Toen de jury van het Museum voor de 20e Eeuw een paar maanden geleden de wedstrijdbeslissing voor de uitbreiding presenteerde, was ik eerst geschokt en daarna woedend. Herzog & de Meuron werden aan het wereldpubliek gepresenteerd als de winnaars. Een geweldig architectenbureau, reuzen onder reuzen. Zo ver, zo goed.
Maar het ontwerp heeft de vorm van een donkerbruine bakstenen weitent. Dit moest het uitmuntende intellectuele meesterwerk worden tussen de bijna 500 biedingen? Een kunsthuis, een oerhut, een kolossale breuk met de grote moderne traditie van het Kulturforum. Het Huis van Sinterklaas tussen de Demoiselles d’Avignon en het Zwarte Plein van Malevich. Hoe kon dit gebeuren?

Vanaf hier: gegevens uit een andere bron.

PR #2032, opened 2022-07-26
add MiddlewareJsonBody, improve error response handling for package ghttp

gqcn:


net/ghttp/ghttp.go
```diff
@@ -12,6 +12,8 @@ import (
 	"reflect"
 	"time"
 
+	"github.com/gogf/gf/v2/errors/gcode"
+	"github.com/gogf/gf/v2/errors/gerror"
```
houseme, line 16: gofmt

gqcn: It's already `gofmt -w`, it or else could not go through CU procedure.

houseme (approved):
LGTM

PR #2053, opened 2022-08-06
add function Warn/Warnf for glog

LingCoder:


gqcn:
@LingCoder The logging method names `Warning/Warningf` are more frequently used than `Warn/Warnf`. Please refer to PHP Laravel:  https://laravel.com/docs/9.x/logging , and Python: https://docs.python.org/3.8/howto/logging.html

In deze context ben ik niet geïnteresseerd in zaken als affiniteiten tussen juryleden en deelnemers aan de wedstrijd (juryleden hebben de neiging om hun vrienden naar de eerste plaats te stemmen). Ik ben ook niet geïnteresseerd in het cynisme waarmee bijna 500 andere architectenbureaus in de waan werden gelaten dat ze een echte kans maakten (daarom heb ik niet meegedaan aan de wedstrijd). Ook de betrokken mensen interesseren me niet. Wat mij interesseert zijn de structuren die tot deze monumentale ontwerpen leiden – dit voorbeeld is representatief voor veel andere wedstrijden in het hele land.
Hoe ervaren een groep juryleden ook is, kiezen uit een veld van 20 ontwerpen is een uitdagende, verwarrende taak. Ik weet dit maar al te goed uit eigen ervaring. Het eerste doel van een jury is daarom om dingen te vereenvoudigen door ze te sorteren. Volgens het principe: ik weet snel wat ik niet wil, maar nog niet wat ik wel wil.

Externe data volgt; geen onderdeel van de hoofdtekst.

PR #2064, opened 2022-08-12
fixed inconsistent results when converting float64(NaN) to int/uint on multiple platforms

DGuang21:
Mainly include the following changes
- When using gconv.Int64/gconv.Uint64 , if the result is NaN, it will become 0
- When using gconv.Float64 / gconv.Float32 , if the result is NaN, it will not be modified

Fix the change only occurs when floating point to uint/int

### DIFF
--- a/util/gconv/gconv_int.go
+++ b/util/gconv/gconv_int.go
@@ -7,6 +7,7 @@
 package gconv
 
 import (
+	"math"
 	"strconv"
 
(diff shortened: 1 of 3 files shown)


gqcn:
@DGuang21 这个`NaN`在Golang标准库的整型转换中是一个特殊的字符串，我个人觉得改变这种转换行为是否得当？

gqcn (approved):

Eenvoudige, rustieke concepten die minder risico’s nemen zijn makkelijker. Ze bieden weinig ruimte voor aanvallen en komen deze fase beter door. Rationele concepten die kunnen worden afgeleid en uitgelegd, hebben meer kans op consensus. Net als bij voetbalweddenschappen is een 1-0 veel waarschijnlijker dan een 4-3. Duidelijke en eenvoudige weddenschappen zijn als de koppen van roddelbladen – onmiddellijk begrijpelijk. Of anders gezegd: al bekende archetypes zijn als popliedjes uit de jaren 70. Iedereen kan ze mee neuriën. Iedereen kan mee neuriën.

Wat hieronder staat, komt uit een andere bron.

PR #2113, opened 2022-09-08
Allow manual forced update of field information

rzhghost:
example:
`value, err := db.Model("user").Fields("passport").Where("id=3").Value()`
`......`
`if _, err := db.Exec(ctx, "ALTER TABLE user ADD COLUMN newField1 varchar(50) NULL")
       err != nil {
		gtest.Error(err)
	}`
`......`
`_, err := g.DB().TableFields(context.WithValue(ctx, "refresh_fields", true), "user")`
`    if err != nil {`
`	    return err`
`    }`


gqcn:
@rzhghost CI failed.

rzhghost:
fixed

gqcn:
@rzhghost Thanks for PR, but it is duplicated with https://github.com/gogf/gf/pull/2128

rzhghost:
@gqcn  It is better to specify a table name to clear the cache to avoid frequent execution of "SHOW FULL COLUMNS"

PR #2133, opened 2022-09-20
refract builtin rules management mechanism, add `eq/not-eq/gt/gte/lt/lte/before/before-equal/after/after-equal/array/not-regex` rules for for package `gvalid`

gqcn:
1. refract builtin rules management mechanism for package `gvalid`
2. add `eq/not-eq/gt/gte/lt/lte/before/before-equal/after/after-equal/array/not-regex` rules for for package `gvalid`


houseme (approved):
LGTM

Architectuurthema’s, zoals de visualisatie van dragende en dragende lasten, zichtbaar op de gevel of in de ruimte, blijven discipline houden en bieden ook herkenningswaarde. En zonder narratief kan het vandaag niet: nieuwe gebouwen kunnen eruit zien als een oud industrieel gebouw of een historisch kantoorgebouw uit de jaren 1920, 1930 of 1950. We leven tenslotte in een postmoderne tijd. Dit beperkt de architectonische mogelijkheden tot de subtiele verschillen – tot de details. Wie het eerst in beweging komt, heeft verloren.
Monumentalisme
Al deze eisen leiden tot solide, eenduidige, heldere, harde, hoekige gebouwen – tot vereenvoudiging en monumentalisme. Verwijzingen naar de geschiedenis zijn belangrijker dan het bedenken van nieuwe vormen. Wanneer dingen verwarrend worden, neemt het verlangen naar eenvoudige oplossingen toe. Er is dan geen vraag meer naar organisatorische openheid en formele diversiteit. Te vaak worden daarom ontwerpen gehonoreerd die de verwarring van de wereld tegengaan met een zware, solide vesting. In dit proces gaan nieuwsgierigheid en vrolijkheid, sensualiteit en moderniteit echter verloren – cynisme komt ervoor in de plaats. Daarom zien veel nieuwe gebouwen in Hamburg, Frankfurt, Berlijn of München er zo bevestigend, populistisch, retrospectief en monumentaal uit in plaats van toekomstgericht, zelfverzekerd en inventief.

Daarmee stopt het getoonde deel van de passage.